In its preliminary technical review, the MRC Secretariat experts note many issues regarding the design and potential adverse impacts of the Pak Beng project, including fish passage, downstream sediment transport, and aquatic habitats. We also note that the main project documents are only at the feasibility stage, and final design will make improvements as clarified by the Lao PDR government and the project developer during consultations so far.

Having said that, the PNCPA is a living process with room for improvement and the positive aspects can be built on. Case in point, the Xayaburi and Don Sahong Hydropower Projects, which were the very first cases that underwent the prior consultation process and were test cases for the MRC’s hydropower diplomacy. For both cases, information was shared, technical assessments made, discussions and exchanges held, and the developers responded to the comments and took into account some of the recommendations. There is value in all of these. However, the MRC’s Joint Committee as well as Council could not reach a unanimous conclusion and was eventually referred to the diplomatic processes. Although this was unfortunate, it is still in compliance of the 1995 Agreement.

Furthermore, in the case of Xayaburi, the process did produce changes to the design of the project with additional large investments by the Lao government and developer. And for the Don Sahong case, after witnessing first hand the project plan and improvements made during visit to the hydropower project in early January 2017, the Cambodian Prime Minister has publicly stated that Cambodia is not opposing the project.  In this context, Cambodia and Lao PDR have now agreed to implement a joint project on the Khone Falls including monitoring of Don Sahong. This shows that despite different opinions, the MRC member countries continue to maintain their dialogue and consult each other about project development, monitoring and benefit sharing.

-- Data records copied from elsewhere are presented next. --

PR #810, opened 2026-09-02
More type-checking for structures.py and viewers.py

danielhollas:
Still a lot of type errors in structure.py and viewers.py, this was just some low-hanging fruit.


yakutovicha (approved):
👍

PR #814, opened 2026-09-07
Fix `StructureManagerWidget` defaulting to `CifData`

### LINKED ISSUE #813: `StructureManagerWidget` defaults to `CifData`, not `StructureData`
`StructureManagerWidget` declares `StructureData` as its default node class, but gets `CifData`:

```python
widget = awb.StructureManagerWidget(importers=[])
assert widget.node_class == "StructureData"  # fails: it is "CifData"
```

`SUPPORTED_DATA_FORMATS` is CifData-first, the data-format `RadioButtons` is built without an explicit `value` so it picks its first option, and `tl.link` immediately pushes that into `node_class`, overwriting the `@tl.default`.

yakutovicha:
The `RadioButtons` format selector had no explicit initial value, so it picked its first option, and the `tl.link` to `node_class` immediately overwrote the declared `StructureData` default with `CifData`.

Set the selector's initial value from `node_class` (defaulting to `StructureData`) so it agrees with the trait from construction, and validate `node_class` upfront instead of after building the widget.

fixes #813

### DIFF
--- a/aiidalab_widgets_base/structures.py
+++ b/aiidalab_widgets_base/structures.py
@@ -102,11 +102,19 @@ class StructureManagerWidget(ipw.VBox):
         self.structure_label = ipw.Text(description="Label")
         self.structure_description = ipw.Text(description="Description")
 
+        # Validate node_class before it's used to pick the format selector's default.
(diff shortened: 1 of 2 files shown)


cpignedoli (approved):
I guess this was moved from #769 so OK from my side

These two cases provide invaluable lessons and areas of improvement of the process itself. Equally important is to build on what has worked well. Going forward, the MRC will set up joint monitoring that all countries agreed to including Laos. This is the way to know if predicted impacts will arise and what can be done.

Finally, the PNCPA process is not ideally the place to decide whether a project is good or bad. The MRC has a parallel process called “Basin Development Planning” (BDP) that has produced a number of studies and assessments including the 2011 Assessment of Basin-wide Development Scenarios. From this cumulative impact assessment of the countries ‘plans, we know that the planned mainstream dams including the Xayaburi and Pak Beng hydropower projects above Vientiane may have less of a significant impact on the Mekong Delta than the ones planned below. The impacts could not be measured with certainty though due to various intervening factors such as climate change and other development sectors. The Study on Sustainable Management and Development of the Mekong River (in short the Council Study) will update the BDP findings with latest results later this year. The findings will support further planning, decision making and implementation of future mainstream development plans.

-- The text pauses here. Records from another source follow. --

PR #815, opened 2026-09-09
Drop the special-cased default representation

yakutovicha:
Its fixed array name `_aiidalab_viewer_representation_default` doesn't encode the style from #768, so its type, size and color reset on reload. The name earned nothing else: "always present, cannot be deleted" belongs to the list, not to one member.

- Every representation gets an encoded style id. Removes `DEFAULT_REPRESENTATION` and `_sync_style_id_with_settings`; an unstyled name is renamed on the next apply.
- The delete button is hidden only on the last representation, so `deletable` is gone.
- Replaces `atom_show_threshold` with an `_AtomMarker` enum: `IN` (1), `OUT` (-1), `UNASSIGNED` (0). Membership is uniformly `== IN`.
- Unassigned always go to the first representation, so a new atom is displayed exactly once.
- An array is seeded only when the structure carries none.

### DIFF
--- a/aiidalab_widgets_base/viewers.py
+++ b/aiidalab_widgets_base/viewers.py
@@ -5,6 +5,7 @@ from __future__ import annotations
 import base64
 import copy
 import csv
+import enum
 import io
 import os
 import pathlib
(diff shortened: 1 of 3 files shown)


cpignedoli (approved):
tested on local instance tehre is a bug where slection must be refereshed otehrwise we cannot load a new structure but to be fixed in a new PR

In short, the MRC has and is committed in fulfilling its role as a scientific organization providing objective technical advice as well as the only regional platform for water diplomacy where differences can be managed and resolved. We are committed to continuing to improve the process, to engage stakeholders and incorporate their voices, and to develop post-consultation plans in terms of following up on recommendations, monitoring, information sharing and reporting.

The MRC is more indispensable than ever and there is no organization that does what we do. It is the best deal in town and all should promote its work.